‘Brain-to-Text’ system converts speech brainwave patterns to text

June 16, 2015

Brain activity recorded by electrocorticography electrodes (blue circles). Spoken words are then decoded from neural activity patterns in the blue/yellow areas. (credit: CSL/KIT)

German and U.S. researchers have decoded natural continuously spoken speech from brain waves and transformed it into text — a step toward communication with computers or humans by thought alone.

Their “Brain-to-Text” system recorded signals from an electrocorticographic (ECoG)* electrode array located on relevant surfaces of the frontal and temporal lobes of the cerebral cortex of seven epileptic patients, who participated voluntarily in the study during their clinical treatment.

The patients read sample text (from a limited set of words) aloud during the study. Machine learning algorithms were then used to extract the most likely word sequence from the signals, and automatic speech-to-text methods created the text output. The system achieved word error rates as low as 25% and phone (instances of phonemes in utterances) error rates below 50%.

The researchers suggest that the Brain-to-Text system might lead to a speech-communication method for locked-in (unable to communicate) patients in the future.

Overview of the Brain-to-Text system: ECoG broadband gamma-wave signals for every electrode are recorded. Stacked broadband gamma features are calculated by signal processing. Phone (phoneme sounds) likelihoods over time are calculated by evaluating all Gaussian ECoG phone models for every segment of ECoG features. Using ECoG phone models, a dictionary and an n-gram language model, phrases are decoded using the Viterbi algorithm. The most likely word sequence and corresponding phone sequence are calculated and the phone likelihoods over time can be displayed. Red marked areas in the phone likelihoods show most likely phone path. (credit: CSL/KIT)
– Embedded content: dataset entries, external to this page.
PR #682, opened 2026-08-06
swap: client-unilateral refund leaf, matching the reference solver

Kukks:
## Summary

The reference solver (`arkade-os/lightning-swap-service`, see [PR #8](https://github.com/arkade-os/lightning-swap-service/pull/8)) now ships a fourth leaf on the shared lightning-send/onchain-send covenant: `refundUnilateral` — the maker's own key behind a CSV delay, needing neither the Ark server nor the emulator once it matures. This closes the maker's only non-cooperative recourse gap: previously the sole refund path needed both the Ark server *and* the external emulator to co-sign.

`@arkade-os/swap` derived only the three-leaf shape, so a trader using it would compute a different `lockup_address` than the solver quotes and refuse to fund every swap once the solver starts serving four-leaf quotes. This PR closes that gap.

- New leaf in `swap-lightning-send.program.json` (shared by both the lightning-send and onchain-send corridors — one program, confirmed unchanged by the existing "aliases the Arkade lockup" golden test).
- `lightningSendVtxoScript`/`deriveOnchainSend` take `clientRefundPubkey` + `clientRefundDelay` (required — every RFQ-family request this package builds needs the leaf; there's no legacy shape to fall back to).
- `lightningSendRequest`/`onchainSendRequest` carry `client_refund_pubkey`.
- New `unilateralRefundWithoutReceiverDelay(claimDelay)`, one 512s tier past `unilateralClaimDelay`, matching the solver's own three-tier delay ladder.
- `requestLightningSend`/`requestOnchainSend` generate the key per call and now return it (`clientRefundPubkey`/`clientRefundPrivateKey`) — they were generating it internally with no way for a caller to retrieve it, which would have silently discarded the maker's only non-cooperative recourse. Same bug, same fix, as the equivalent function on the solver side.

Golden `scriptPubKey` re-pinned after adding the leaf. Verified byte-identical against the solver's own `CovenantSwapScript` for the same inputs via a throwaway cross-repo script (not part of either test suite) — two independent implementations, same output.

The open-access research was conducted by an interdisciplinary collaboration of informatics, neuroscience, and medicine researchers. The brain recordings were conducted at Albany Medical Center (Albany, NY).  The signal processing and automatic speech recognition methods were developed at the Cognitive Systems Lab of Karlsruhe Institute of Technology (KIT) in Germany.

This work was supported by the NIH, the US Army Research Office, and Fondazione Neuron, and received support by the International Excellence Fund of Karlsruhe Institute of Technology, Deutsche Forschungsgemeinschaft, and Open Access Publishing Fund of Karlsruhe Institute of Technology.

* ECoG technology uses a dense array of needles to record signals directly from neurons at high spatial resolution, high temporal (time) resolution, and high signal-to-noise ratio.


 Abstract of Brain-to-text: decoding spoken phrases from phone representations in the brain

It has long been speculated whether communication between humans and machines based on natural speech related cortical activity is possible. Over the past decade, studies have suggested that it is feasible to recognize isolated aspects of speech from neural signals, such as auditory features, phones or one of a few isolated words. However, until now it remained an unsolved challenge to decode continuously spoken speech from the neural substrate associated with speech and language processing. Here, we show for the first time that continuously spoken speech can be decoded into the expressed words from intracranial electrocorticographic (ECoG) recordings.Specifically, we implemented a system, which we call Brain-To-Text that models single phones, employs techniques from automatic speech recognition (ASR), and thereby transforms brain activity while speaking into the corresponding textual representation. Our results demonstrate that our system can achieve word error rates as low as 25% and phone error rates below 50%. Additionally, our approach contributes to the current understanding of the neural basis of continuous speech production by identifying those cortical regions that hold substantial information about individual phones. In conclusion, the Brain-To-Text system described in this paper represents an important step toward human-machine communication based on imagined speech.